Gautam received a diploma in computer science using a non-modified computer with his feet. He received a master's degree from the Nepal Commerce Campus.

In 2007, Gautam became a Canadian citizen.

==Mountaineering==
Prior to climbing Mount Everest, Gautam reached the peaks of Mount Ramdung (5,925 m) and Mount Yala (5732 m).

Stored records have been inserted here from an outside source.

PR #983, opened 2023-04-13
sync: use SentryClient from the sentry library

battlmonstr:
* refactor SentryClient to be based on the client from the silkworm_sentry library instead of its own
* keep SentryClient synchronous using use_future
* refactor SentryClient to only expose sync types in the public interface
* inbound message factory moved to SentryClient so that InboundMessage doesn't depend on sentry message type
* head_block_num added to set_status
* clean up GRPC usage
* conventions and clang-tidy fixes


canepat:
LGTM

@mriccobene please take a look because this changes the sync module

mriccobene:
I am looking at it but I need time: the changes are somewhat unexpected.
I had imagined one could rewrite my SentryClient on the asynchronous one so that mine had no threads and its exec_remote() would return a future to wait on.
Instead, the threads are still here, and there are other profound changes that I need to understand thoroughly in both the reasons and the implementation.

silkworm/sync/sentry_client.cpp
```diff
@@ -16,137 +16,300 @@
...
-
-    SILK_TRACE << "SentryClient, hand_shake sent";
-    sentry::HandShakeReply reply = handshake_->reply();
+void SentryClient::handshake() {
+    auto supported_protocol = sync_spawn(tasks_, io_context_, sentry_client_->service()->handshake());
 
-    sentry::Protocol supported_protocol = reply.protocol();
-    if (supported_protocol < sentry::Protocol::ETH66) {
-        log::Critical("SentryClient") << "remote sentry do not support eth/66 protocol, stopping...";
+    if (supported_protocol < 66) {
```
mriccobene, line 207: Why a nude number? I like numbers when constants do not add meaning. For example, I prefer `object.timeout(1s)` to a `object.timeout(kSomeNameTimeout)`. But here using `sentry::Protocol::ETH66` can lead our code to handle smoothly a change on the sentry::Protocol::ETH66 constant.

silkworm/sync/sentry_client.cpp
```diff
@@ -16,137 +16,300 @@
...
+        peer_ids.push_back(peer_key.serialized());
+    }
+    return peer_ids;
+}
+
+SentryClient::PeerIds SentryClient::send_message_by_id(const OutboundMessage& outbound_message, const PeerId& peer_id) {
+    auto message = sentry_message_from_outbound_message(outbound_message);
+    auto peer_public_key = sentry::common::EccPublicKey::deserialize(peer_id);
+    auto peer_keys = sync_spawn(tasks_, io_context_, sentry_client_->service()->send_message_by_id(std::move(message), std::move(peer_public_key)));
+    return peer_ids_from_peer_keys(peer_keys);
```
mriccobene, line 233: Copying peer ids and returning them is a performance penalty compared to the old implementation. Also, there can be cases where they are not needed at all.
We agreed on the call that my concern is premature optimization, so I am writing this note to record our decision.

silkworm/sync/sentry_client.cpp
```diff
@@ -16,137 +16,300 @@
...
 
-                publish(message);
-            }
+            std::function<awaitable<void>(silkworm::sentry::api::api_common::MessageFromPeer)> consumer = [this](auto message_from_peer) -> awaitable<void> {
+                if (!this->is_stopping()) {
+                    co_await this->publish(message_from_peer);
+                }
+            };
+
+            sync_spawn(tasks_, io_context_, sentry_client_->service()->messages(make_message_id_filter(), consumer));
```
mriccobene, line 300: I would like to rename the sentry client's `messages()` method to `receive_messages()` : with this modification, this code will be more readable.

silkworm/sync/sentry_client.cpp
```diff
@@ -16,137 +16,300 @@
...
+
     while (!is_stopping()) {
         try {
             connected_ = false;
-            log::Info("SentryClient", {"remote", sentry_addr_}) << " connecting ...";
+            log::Info(kLogTitle) << "connecting ...";
 
             // send current status of the chain
-            hand_shake();
+            handshake();
```
mriccobene, line 285: IMO we need to remove the re-connection logic (plus handshake & set_status) from here if, as it seems to me, other parts of the application will use the async client.

silkworm/sync/sentry_client.cpp
```diff
@@ -16,137 +16,300 @@
...
+    auto peer_keys = sync_spawn(tasks_, io_context_, sentry_client_->service()->send_message_by_min_block(std::move(message), max_peers));
+    return peer_ids_from_peer_keys(peer_keys);
+}
+
+void SentryClient::peer_min_block(const PeerId& peer_id, BlockNum /*min_block*/) {
+    auto peer_public_key = sentry::common::EccPublicKey::deserialize(peer_id);
+    sync_spawn(tasks_, io_context_, sentry_client_->service()->peer_min_block(std::move(peer_public_key)));
+}
 
+void SentryClient::execution_loop() {
```
mriccobene, line 259: I would like to get rid of this loop. SentryClient could expose a method like "receive_messages(callback)" that is now possible having an async client. This method will spawn a coroutine that when a message is received will send it to subscribers.

silkworm/sync/sentry_client.cpp
```diff
@@ -158,89 +321,83 @@ void SentryClient::stats_receiving_loop() {
...
-            log::Info("SentryClient") << active_peers_ << " active peers";
+            log::Info(kLogTitle) << count_active_peers() << " active peers";
 
             // receive stats
-            while (!is_stopping() && receive_peer_stats_->receive_one_reply()) {
-                const sentry::PeerEvent& stat = receive_peer_stats_->reply();
 
-                auto peerId = bytes_from_H512(stat.peer_id());
-                const char* event = "";
+            std::function<awaitable<void>(silkworm::sentry::api::api_common::PeerEvent)> consumer = [this, &peer_infos](auto stat) -> awaitable<void> {
```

On May 19, 2013, while descending from Mount Everest, Gautam required a high altitude helicopter rescue.
Sudarshan Gautam is planning to climb Mt. Logan (Canadian Highest Mountain) in May 2024.

==Awards==
On June 30, 2013, NRN-Canada, the national organization of Nepali Diaspora in Canada, honored Gautam as an outstanding Nepali Diaspora member. He was their brand ambassador from 2014 to 2016. In 2014, Gautam was received into the Canadian Disability Hall of Fame. In May 2017, he received a South Asian Canadian Trailblazers Award. In November 2017 Sudarshan Gautam has been chosen one of the ten Canadian for Toyota globel campion. He has also received a Compelling Calgarians Award.

==Acting==
In 2014, Gautam appeared in the Nepali movie, Himmatwali ("a brave person") with Rekha Thapa. In January 2017, Gautam hosted the Nepali Film Fair in Canada.
Sudarshan Gautam just signed X-9 Level 1 Nepali biggest action film in 2022 of Aug, and it will be releasing through Netflix next year.